Supply cuts and product shortages are likely to continue into 2022, keeping inflation high. In response to price increases, we would expect the Fed to adopt a more aggressive foothold in policies pursued by major central banks. The divergence in the economy’s growth profile and crisis potential will likely put the Fed ahead of other G-10s such as Europe, the UK and Japan. On the other hand; If inflation spirals out of control, risks could potentially lean towards higher interest rates and higher long-term bond yields for other major economies as well.

 

We expect the European Central Bank to reduce its overall bond purchases only very gradually and lag far behind the Fed in raising policy rates. We do not expect a rate hike in 2022 from the ECB, which will temporarily increase the pace of the ECB’s regular asset purchase program following the completion of the PEPP program.

 

While the 10-year yields in the US rise above March 2020, the negative yield bond stock in the world is decreasing. We will pay attention to the US-German spread, as there are signs of normalization and inflation in the Euro Area yields. Although inflation expectations have stabilized, we see that their high levels are still among the main expectations and concerns. The bond market expects the Fed to be more hawkish during the tightening process. We observe the movement in 10-year bond yields at 1.77% and the highest yield in 2 years. This move is important for the US-German spread.
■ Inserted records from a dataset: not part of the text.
PR #1384, opened 2023-05-19
assert: Remove the struct type constraint on 'TestEqualExportedValues' to support pointer comparisons

HaraldNordgren:
Pointer comparisons are supported already, just as long as the are not the top-level element. Logically, if two item or sub-items have different unexported field, then they cannot have the same underlying address. With this change, the top-level will be treated no differently from the rest of the struct fields which also makes the logic simpler.

The normal use case here is when asserting any response data that has a pointer type. As the code currently stands on `master`, you have get the underlying values and compare those instead, otherwise it fails:

```go
require.NotNil(t, actual)
assert.EqualExportedValues(t, *expected, *actual)
```

I'm adding a test case that would have failed with the old logic.

I am also getting rid of the duplicated `ObjectsExportedFieldsAreEqual`. Since each assert function return a boolean result, we can achieve exactly the same without the extra function. This was discussed when adding the original code (https://github.com/stretchr/testify/pull/1309#discussion_r1063031396), which made sense then but now I think the time is right to remove it.

### DIFF
--- a/assert/assertions_test.go
+++ b/assert/assertions_test.go
@@ -190,7 +190,7 @@ type S6 struct {
 	unexported string
 }
 
-func TestObjectsExportedFieldsAreEqual(t *testing.T) {
+func TestEqualExportedValues(t *testing.T) {
 
 	intValue := 1
 
@@ -225,6 +225,8 @@ func TestObjectsExportedFieldsAreEqual(t *testing.T) {
 		{Nested{&intValue, 2}, Nested{&intValue, 2}, true},
 		{Nested{&Nested{1, 2}, 3}, Nested{&Nested{1, "b"}, 3}, true},
 		{Nested{&Nested{1, 2}, 3}, Nested{nil, 3}, false},
+		{&Nested{1, 2}, &Nested{1, "b"}, true},
+		{&Nested{1, 2}, &Nested{"a", 2}, false},
 
 		{
 			Nested{map[interface{}]*Nested{nil: nil}, 2},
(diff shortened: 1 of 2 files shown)


HaraldNordgren:
Ping @boyan-soubachov

HaraldNordgren:
Ping @boyan-soubachov @mchlp @feidtmb

mchlp (approved):

HaraldNordgren:
Ping @boyan-soubachov 

This will improve the user experience for `TestEqualExportedValues`.

HaraldNordgren:
Ping @boyan-soubachov

Currently the library is usable, but it gives this error when comparing Protobuf objects because you have to access the underlying pointer, otherwise the comparison is false:

```
call of assert.EqualExportedValues copies lock value: github.com/dietdoctor/genproto/go/my-project/v1.ListItemsResponse contains google.golang.org/protobuf/internal/impl.MessageState contains sync.Mutexcopylocks
```

dolmen (changes requested):
> I am also getting rid of the duplicated `ObjectsExportedFieldsAreEqual`

While this looks sane, this is not that easy. We have to preserve the API surface. Please keep the function and mark it as `// Deprecated:`.

assert/assertions_test.go
```diff
@@ -249,7 +251,8 @@ func TestObjectsExportedFieldsAreEqual(t *testing.T) {
 
 	for _, c := range cases {
 		t.Run(fmt.Sprintf("ObjectsExportedFieldsAreEqual(%#v, %#v)", c.expected, c.actual), func(t *testing.T) {
-			res := ObjectsExportedFieldsAreEqual(c.expected, c.actual)
+			mockT := new(testing.T)
+			res := EqualExportedValues(mockT, c.expected, c.actual)
 
 			if res != c.result {
 				t.Errorf("ObjectsExportedFieldsAreEqual(%#v, %#v) should return %#v", c.expected, c.actual, c.result)
```
dolmen, line 258: The message prefix must be fixed.

dolmen (changes requested):

HaraldNordgren:
@dolmen Done, I have update the code! 🤗

jufemaiz:
👀

HaraldNordgren:
@dolmen Hi, did you have time to take another look at this?

HaraldNordgren:
Hi @dolmen @boyan-soubachov, did you have a chance to take a look at this?

boyan-soubachov (dismissed):
LGTM, thank you

dolmen (changes requested):
Please open a separate MR to deprecate `ObjectsExportedFieldsAreEqual`, and move that change there.

Also cleanup commits, and rebase (do not merge master into your branch!).

HaraldNordgren:
@dolmen Done!

dolmen (approved):
Ready for v1.9.0: this is a behaviour change that require a minor release.

HaraldNordgren:
@dolmen Any update on when 1.9.0 is expected? Let's merge this in the meantime?

HaraldNordgren:
Ping @dolmen

brackendawson:
I think #1517 fully implemented this.

PR #574, opened 2021-03-16
server: make CertifiedKey immutable during handshake

djc:
I think this would be a good precursor refactoring to make #567 easier.


djc:
I'm very confused about how "BoGo test suite" passes, but then the BoGo run in "Measure coverage" fails.

djc:
Also, "Measure coverage (push)" fails, but "Measure coverage (pull_request)" passes...

fd (approved):

PR #576, opened 2021-03-17
doc: add links to RFCs in README

Delapouite:
Hello

RFC 7905 was already linked just above and this PR adds links for other RFCs mentioned, to provide a handy quick access.

Thanks


djc:
Thanks!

We think US yields will be priced to reflect inflation expectations and that the bond market is currently moving in that direction. We expect the trend towards the theoretical 2.50% band to accelerate, above the 1.70-75% critical range we have stated. A rate hike in March means a more serious tightening; This means that the Fed will both increase the possibility of more than three rate hikes and realize a rapid contraction of the balance sheet. The Fed can be expected to move faster for financial tightening.